(Material for the task begins)

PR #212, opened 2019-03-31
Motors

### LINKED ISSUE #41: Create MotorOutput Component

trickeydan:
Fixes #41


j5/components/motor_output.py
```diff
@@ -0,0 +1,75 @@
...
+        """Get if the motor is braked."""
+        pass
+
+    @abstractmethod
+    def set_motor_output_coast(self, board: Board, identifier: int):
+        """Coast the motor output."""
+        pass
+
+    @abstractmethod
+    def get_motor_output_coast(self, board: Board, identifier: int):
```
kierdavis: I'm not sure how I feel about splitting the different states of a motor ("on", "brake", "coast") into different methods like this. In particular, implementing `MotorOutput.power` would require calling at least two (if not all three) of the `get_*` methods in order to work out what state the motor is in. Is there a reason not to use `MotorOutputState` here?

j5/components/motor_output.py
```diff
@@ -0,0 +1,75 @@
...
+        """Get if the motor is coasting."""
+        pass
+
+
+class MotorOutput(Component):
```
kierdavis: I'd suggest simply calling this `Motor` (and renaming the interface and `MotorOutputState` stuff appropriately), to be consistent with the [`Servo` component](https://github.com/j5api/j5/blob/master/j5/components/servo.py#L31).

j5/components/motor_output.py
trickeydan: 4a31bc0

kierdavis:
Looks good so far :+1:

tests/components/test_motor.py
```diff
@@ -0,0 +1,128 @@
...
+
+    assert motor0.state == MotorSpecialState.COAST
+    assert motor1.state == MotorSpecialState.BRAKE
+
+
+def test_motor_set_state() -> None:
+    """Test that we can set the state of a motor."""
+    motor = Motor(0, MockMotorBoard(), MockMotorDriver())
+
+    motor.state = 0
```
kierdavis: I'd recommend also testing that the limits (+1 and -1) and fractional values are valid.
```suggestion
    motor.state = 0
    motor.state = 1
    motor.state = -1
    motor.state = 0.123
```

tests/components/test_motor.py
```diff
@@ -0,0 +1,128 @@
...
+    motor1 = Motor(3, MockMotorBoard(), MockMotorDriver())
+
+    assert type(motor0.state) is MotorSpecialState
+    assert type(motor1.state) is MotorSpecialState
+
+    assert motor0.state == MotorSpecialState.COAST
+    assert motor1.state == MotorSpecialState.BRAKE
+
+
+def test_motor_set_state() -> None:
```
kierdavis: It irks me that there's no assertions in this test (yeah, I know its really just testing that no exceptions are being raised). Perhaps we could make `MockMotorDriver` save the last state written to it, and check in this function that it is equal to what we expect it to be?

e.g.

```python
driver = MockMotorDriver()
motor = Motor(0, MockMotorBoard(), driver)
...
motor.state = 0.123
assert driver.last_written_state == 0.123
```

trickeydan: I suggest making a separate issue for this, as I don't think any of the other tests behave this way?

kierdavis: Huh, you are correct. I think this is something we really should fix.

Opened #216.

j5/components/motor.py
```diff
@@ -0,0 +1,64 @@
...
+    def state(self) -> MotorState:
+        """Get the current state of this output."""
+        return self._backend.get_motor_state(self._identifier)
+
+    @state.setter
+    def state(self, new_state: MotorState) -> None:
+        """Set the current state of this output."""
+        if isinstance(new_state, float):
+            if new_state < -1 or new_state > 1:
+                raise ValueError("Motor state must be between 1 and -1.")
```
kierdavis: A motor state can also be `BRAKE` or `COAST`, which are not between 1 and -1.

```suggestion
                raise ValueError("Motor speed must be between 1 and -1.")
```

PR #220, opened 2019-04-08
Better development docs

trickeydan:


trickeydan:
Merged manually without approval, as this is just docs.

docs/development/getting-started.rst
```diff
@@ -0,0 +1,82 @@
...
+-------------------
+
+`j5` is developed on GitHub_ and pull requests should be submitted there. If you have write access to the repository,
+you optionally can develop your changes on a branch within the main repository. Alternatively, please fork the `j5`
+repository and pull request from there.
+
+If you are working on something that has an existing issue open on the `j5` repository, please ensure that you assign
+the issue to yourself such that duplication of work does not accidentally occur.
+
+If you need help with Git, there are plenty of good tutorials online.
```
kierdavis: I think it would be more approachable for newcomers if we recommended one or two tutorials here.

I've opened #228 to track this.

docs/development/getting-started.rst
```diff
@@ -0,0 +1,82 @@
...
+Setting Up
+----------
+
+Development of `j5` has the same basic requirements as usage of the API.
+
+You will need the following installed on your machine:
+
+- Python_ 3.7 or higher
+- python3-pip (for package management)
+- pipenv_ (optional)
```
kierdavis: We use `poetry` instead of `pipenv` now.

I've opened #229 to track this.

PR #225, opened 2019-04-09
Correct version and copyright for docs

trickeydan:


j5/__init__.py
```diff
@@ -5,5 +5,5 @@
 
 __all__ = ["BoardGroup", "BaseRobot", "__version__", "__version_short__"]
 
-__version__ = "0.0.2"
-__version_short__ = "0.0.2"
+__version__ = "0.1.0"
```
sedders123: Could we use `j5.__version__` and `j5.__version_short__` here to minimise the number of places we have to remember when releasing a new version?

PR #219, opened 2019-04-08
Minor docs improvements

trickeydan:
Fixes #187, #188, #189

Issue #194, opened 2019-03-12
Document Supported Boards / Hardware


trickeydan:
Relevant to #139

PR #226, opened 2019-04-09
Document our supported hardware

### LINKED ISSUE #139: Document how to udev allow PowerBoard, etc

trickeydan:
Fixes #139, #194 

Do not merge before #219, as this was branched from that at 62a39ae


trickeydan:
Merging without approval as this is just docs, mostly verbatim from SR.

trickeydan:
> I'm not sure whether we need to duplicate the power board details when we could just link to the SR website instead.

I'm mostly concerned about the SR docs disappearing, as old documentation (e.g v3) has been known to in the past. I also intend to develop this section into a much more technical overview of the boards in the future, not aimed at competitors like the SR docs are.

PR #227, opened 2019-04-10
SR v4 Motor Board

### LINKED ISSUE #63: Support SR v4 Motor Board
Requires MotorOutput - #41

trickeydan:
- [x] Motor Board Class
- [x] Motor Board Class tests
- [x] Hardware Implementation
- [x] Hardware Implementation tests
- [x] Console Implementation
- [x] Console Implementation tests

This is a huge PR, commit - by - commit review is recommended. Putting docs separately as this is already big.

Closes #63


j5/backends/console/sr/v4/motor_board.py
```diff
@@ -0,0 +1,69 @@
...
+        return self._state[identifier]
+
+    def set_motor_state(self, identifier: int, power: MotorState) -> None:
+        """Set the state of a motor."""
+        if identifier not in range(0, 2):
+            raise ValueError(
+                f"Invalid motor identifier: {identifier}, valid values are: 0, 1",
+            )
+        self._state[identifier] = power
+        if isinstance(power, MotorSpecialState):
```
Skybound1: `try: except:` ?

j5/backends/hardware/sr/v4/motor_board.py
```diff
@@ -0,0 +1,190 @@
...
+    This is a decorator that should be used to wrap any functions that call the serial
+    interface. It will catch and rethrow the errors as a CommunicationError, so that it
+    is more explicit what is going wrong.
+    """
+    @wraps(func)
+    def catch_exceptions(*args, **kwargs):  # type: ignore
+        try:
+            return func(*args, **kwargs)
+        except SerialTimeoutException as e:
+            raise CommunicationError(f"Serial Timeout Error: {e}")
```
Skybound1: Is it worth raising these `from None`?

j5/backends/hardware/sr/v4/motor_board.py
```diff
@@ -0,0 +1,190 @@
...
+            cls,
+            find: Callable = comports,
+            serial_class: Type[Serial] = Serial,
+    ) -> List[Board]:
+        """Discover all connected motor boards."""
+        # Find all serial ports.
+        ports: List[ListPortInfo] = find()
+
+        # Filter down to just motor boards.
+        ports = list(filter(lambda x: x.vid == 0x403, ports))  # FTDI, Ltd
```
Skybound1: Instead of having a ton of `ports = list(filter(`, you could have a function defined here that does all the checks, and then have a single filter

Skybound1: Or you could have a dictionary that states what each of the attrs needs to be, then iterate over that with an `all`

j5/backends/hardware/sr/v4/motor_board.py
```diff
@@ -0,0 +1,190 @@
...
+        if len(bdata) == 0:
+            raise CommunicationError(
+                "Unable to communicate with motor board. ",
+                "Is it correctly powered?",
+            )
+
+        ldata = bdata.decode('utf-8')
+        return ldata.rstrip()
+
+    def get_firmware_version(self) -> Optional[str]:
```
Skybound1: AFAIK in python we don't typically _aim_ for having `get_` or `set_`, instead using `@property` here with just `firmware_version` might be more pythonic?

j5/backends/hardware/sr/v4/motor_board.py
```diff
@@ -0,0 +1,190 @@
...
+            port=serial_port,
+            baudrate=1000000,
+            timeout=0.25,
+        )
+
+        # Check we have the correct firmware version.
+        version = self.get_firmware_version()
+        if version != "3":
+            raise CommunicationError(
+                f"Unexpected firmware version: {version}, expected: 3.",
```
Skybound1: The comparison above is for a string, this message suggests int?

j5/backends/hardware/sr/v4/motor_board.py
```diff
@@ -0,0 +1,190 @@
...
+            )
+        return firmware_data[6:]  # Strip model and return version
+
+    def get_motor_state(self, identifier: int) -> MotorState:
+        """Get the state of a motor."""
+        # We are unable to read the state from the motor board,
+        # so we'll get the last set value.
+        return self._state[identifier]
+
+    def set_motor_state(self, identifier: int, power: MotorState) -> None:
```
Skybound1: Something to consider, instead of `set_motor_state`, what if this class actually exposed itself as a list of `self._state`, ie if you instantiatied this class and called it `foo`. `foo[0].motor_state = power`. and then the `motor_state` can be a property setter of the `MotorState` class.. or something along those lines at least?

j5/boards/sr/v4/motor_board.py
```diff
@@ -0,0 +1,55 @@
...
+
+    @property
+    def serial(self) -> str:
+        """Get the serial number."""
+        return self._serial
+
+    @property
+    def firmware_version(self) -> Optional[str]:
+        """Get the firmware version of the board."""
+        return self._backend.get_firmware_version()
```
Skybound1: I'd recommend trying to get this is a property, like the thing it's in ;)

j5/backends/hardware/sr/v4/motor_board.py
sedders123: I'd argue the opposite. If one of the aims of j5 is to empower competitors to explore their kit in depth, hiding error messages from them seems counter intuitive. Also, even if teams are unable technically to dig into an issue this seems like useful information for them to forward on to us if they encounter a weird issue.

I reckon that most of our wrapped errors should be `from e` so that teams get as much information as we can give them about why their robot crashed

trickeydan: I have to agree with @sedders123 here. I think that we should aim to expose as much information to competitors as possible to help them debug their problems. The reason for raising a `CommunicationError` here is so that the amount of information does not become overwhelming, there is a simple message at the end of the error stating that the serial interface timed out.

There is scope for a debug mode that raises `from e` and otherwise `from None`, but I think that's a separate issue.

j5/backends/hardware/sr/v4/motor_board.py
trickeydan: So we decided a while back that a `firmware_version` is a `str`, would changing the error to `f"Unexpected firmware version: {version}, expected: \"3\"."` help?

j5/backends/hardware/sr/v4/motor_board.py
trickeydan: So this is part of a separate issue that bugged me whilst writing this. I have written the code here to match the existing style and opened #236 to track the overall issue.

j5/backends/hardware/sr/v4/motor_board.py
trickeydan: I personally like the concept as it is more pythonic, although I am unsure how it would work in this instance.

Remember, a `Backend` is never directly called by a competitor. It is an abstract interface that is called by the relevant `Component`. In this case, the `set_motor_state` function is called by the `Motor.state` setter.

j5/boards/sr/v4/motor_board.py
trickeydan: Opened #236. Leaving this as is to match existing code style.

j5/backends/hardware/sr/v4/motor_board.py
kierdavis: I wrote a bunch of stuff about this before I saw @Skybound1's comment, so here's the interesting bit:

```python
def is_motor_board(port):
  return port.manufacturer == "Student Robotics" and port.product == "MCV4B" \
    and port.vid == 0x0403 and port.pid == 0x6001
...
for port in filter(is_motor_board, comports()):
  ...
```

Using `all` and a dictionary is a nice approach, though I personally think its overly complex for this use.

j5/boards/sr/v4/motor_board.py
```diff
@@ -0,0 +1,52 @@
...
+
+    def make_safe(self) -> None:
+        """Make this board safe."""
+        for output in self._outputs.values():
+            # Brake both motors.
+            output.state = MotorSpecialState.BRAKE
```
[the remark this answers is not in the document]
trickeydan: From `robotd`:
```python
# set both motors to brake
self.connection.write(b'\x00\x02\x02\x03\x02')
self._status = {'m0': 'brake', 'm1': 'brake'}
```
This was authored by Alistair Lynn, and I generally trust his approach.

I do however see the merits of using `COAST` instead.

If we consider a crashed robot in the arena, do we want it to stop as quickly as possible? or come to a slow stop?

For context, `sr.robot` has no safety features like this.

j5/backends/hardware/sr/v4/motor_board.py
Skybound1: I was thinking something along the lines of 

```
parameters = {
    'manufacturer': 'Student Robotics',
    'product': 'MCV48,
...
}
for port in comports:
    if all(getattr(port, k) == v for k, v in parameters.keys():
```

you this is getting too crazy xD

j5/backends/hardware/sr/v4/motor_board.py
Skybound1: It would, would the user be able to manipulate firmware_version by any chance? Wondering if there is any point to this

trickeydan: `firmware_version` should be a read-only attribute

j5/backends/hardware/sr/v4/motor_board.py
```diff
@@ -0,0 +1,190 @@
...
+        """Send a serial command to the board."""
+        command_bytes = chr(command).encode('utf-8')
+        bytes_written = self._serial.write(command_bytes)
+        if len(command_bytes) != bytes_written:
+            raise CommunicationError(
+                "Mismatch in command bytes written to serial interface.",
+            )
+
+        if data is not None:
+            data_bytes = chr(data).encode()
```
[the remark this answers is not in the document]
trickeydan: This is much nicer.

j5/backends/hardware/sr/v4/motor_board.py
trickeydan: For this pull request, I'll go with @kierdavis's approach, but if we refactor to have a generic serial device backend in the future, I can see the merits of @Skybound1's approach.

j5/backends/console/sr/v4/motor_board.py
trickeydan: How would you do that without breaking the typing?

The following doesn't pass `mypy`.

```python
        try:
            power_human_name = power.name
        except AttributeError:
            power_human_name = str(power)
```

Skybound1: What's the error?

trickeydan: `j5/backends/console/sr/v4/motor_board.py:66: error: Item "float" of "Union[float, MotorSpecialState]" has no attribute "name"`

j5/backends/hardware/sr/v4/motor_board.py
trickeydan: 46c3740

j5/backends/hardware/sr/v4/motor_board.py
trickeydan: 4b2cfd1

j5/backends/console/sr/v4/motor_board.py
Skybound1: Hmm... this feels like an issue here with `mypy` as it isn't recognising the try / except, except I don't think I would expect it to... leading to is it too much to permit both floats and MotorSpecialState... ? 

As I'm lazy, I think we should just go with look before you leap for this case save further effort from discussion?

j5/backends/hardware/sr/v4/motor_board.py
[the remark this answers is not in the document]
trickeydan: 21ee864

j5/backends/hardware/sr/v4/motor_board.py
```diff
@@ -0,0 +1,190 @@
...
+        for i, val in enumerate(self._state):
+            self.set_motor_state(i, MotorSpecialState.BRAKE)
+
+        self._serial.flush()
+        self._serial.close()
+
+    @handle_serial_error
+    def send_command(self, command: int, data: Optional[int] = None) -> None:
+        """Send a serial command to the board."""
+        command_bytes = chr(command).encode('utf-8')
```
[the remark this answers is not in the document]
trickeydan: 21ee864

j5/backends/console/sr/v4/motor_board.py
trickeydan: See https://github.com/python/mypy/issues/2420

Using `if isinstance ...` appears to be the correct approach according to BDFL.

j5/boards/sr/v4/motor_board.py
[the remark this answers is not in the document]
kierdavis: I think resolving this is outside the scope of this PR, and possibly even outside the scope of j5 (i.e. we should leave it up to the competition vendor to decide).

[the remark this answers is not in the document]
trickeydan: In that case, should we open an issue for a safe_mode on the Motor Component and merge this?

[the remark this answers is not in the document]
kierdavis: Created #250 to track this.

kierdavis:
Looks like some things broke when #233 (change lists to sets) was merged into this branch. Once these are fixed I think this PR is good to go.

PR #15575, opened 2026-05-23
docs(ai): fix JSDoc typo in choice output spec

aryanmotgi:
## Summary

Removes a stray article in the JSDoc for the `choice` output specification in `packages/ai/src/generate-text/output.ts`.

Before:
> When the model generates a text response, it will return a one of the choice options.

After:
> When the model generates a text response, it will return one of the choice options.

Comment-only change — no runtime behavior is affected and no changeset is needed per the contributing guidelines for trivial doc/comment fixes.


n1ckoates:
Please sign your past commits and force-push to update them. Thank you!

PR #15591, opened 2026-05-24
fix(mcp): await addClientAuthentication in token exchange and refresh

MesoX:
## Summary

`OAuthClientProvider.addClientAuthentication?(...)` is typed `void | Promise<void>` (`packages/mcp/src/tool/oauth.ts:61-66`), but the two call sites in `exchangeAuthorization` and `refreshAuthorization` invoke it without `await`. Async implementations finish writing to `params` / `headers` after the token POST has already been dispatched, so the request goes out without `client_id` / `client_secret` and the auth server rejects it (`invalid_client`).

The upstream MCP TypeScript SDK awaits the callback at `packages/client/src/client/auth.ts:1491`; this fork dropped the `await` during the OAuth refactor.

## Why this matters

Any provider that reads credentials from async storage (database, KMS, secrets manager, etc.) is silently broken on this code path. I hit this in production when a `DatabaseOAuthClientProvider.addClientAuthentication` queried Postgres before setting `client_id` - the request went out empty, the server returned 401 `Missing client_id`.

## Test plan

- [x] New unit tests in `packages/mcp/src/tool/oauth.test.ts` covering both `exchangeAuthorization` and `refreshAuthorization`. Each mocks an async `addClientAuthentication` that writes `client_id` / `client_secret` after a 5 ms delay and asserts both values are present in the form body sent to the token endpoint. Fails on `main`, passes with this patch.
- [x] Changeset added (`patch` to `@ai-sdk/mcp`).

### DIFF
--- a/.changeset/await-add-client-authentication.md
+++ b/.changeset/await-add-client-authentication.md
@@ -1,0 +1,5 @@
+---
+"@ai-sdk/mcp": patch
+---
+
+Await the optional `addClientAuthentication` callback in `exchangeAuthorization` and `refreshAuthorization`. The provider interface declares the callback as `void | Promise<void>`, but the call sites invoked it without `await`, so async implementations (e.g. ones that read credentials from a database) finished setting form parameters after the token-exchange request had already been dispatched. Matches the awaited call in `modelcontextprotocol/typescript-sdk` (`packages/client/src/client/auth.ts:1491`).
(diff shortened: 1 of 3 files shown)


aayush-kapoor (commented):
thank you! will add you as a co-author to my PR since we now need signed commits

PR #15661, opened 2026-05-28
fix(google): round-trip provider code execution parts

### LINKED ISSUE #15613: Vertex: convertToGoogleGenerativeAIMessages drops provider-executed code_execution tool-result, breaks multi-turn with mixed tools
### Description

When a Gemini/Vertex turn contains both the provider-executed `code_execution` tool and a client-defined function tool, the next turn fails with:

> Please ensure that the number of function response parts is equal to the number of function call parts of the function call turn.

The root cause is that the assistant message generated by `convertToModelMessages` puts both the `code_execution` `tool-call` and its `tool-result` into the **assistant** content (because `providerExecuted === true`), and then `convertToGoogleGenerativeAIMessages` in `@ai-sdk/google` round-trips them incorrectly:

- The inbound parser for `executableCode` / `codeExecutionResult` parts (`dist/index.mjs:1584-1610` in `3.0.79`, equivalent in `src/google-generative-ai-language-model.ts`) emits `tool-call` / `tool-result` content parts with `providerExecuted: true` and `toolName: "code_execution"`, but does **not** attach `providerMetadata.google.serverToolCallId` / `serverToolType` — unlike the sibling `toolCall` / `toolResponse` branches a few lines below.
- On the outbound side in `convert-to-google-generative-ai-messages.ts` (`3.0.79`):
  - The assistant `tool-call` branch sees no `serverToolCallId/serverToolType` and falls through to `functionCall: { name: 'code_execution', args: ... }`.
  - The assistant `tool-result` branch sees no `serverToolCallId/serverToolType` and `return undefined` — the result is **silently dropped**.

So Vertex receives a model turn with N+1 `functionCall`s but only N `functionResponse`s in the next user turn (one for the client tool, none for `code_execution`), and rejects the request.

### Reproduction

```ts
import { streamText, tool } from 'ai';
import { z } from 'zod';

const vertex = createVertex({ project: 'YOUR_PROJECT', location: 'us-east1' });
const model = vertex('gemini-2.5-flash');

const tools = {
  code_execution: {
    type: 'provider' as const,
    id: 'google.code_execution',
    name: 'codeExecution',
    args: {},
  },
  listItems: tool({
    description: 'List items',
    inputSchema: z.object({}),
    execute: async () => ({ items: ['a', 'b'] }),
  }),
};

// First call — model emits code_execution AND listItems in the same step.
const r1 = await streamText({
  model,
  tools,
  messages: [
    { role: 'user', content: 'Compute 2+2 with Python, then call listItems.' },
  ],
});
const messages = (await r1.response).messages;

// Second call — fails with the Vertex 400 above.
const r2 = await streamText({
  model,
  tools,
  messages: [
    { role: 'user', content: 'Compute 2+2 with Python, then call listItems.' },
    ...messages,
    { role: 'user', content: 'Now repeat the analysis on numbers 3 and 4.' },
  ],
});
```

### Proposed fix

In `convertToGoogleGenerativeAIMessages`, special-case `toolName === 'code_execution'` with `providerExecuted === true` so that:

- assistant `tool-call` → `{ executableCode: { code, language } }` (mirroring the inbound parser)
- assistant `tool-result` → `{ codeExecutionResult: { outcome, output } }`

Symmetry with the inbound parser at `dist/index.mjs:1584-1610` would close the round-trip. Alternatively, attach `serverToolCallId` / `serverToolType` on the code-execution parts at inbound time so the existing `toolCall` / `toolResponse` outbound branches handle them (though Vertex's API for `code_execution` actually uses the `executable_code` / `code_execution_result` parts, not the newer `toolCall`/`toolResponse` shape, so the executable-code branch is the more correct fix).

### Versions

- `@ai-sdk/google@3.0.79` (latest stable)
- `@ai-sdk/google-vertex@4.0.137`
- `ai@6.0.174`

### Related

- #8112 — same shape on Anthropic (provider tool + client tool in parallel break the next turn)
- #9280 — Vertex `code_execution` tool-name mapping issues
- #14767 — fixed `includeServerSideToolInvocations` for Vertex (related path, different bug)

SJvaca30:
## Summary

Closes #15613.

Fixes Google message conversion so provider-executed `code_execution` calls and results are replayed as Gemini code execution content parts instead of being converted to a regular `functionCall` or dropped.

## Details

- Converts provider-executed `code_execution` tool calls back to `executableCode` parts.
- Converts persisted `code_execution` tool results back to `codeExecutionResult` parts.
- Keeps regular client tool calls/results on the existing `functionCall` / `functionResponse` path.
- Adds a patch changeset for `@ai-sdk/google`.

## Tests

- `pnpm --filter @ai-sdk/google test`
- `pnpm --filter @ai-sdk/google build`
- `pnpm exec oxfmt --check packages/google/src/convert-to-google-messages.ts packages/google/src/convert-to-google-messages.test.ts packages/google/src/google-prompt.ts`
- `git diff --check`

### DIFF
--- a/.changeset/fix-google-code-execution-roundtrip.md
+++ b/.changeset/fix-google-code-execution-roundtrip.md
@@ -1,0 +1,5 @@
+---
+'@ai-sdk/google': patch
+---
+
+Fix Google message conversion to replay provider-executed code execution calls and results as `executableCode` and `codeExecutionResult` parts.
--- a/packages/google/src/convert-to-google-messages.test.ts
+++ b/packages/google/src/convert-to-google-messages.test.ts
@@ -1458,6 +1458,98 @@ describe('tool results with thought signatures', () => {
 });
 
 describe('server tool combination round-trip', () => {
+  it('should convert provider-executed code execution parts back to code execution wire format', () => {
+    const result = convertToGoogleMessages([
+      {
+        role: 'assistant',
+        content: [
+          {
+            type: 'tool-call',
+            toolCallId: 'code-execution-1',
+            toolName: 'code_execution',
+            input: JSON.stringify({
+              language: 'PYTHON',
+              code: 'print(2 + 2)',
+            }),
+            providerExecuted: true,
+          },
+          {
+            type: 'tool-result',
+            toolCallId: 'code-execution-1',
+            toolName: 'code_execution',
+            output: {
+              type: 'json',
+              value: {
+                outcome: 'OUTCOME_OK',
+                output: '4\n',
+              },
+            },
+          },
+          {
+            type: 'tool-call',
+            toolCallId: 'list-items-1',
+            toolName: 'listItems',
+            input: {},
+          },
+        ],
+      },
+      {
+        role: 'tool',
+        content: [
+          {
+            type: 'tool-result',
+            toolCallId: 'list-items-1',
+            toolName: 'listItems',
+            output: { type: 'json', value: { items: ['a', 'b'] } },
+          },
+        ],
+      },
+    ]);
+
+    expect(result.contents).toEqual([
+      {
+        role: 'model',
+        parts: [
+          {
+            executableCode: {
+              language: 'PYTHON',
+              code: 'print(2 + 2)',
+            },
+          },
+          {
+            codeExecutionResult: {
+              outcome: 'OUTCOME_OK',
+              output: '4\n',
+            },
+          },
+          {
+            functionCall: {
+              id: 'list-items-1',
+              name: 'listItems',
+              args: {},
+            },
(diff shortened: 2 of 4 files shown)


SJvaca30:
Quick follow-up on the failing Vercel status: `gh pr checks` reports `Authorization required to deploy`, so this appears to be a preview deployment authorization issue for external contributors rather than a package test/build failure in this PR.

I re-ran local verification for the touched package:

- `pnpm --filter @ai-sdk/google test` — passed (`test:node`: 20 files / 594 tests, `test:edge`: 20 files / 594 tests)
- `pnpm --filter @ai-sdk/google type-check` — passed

(Material for the task ends)

▶ **Instructions for the task**: Among the records, find all lines that include the string "roundtrip" and return them.

▶ **Exercise result**:
--- a/.changeset/fix-google-code-execution-roundtrip.md
+++ b/.changeset/fix-google-code-execution-roundtrip.md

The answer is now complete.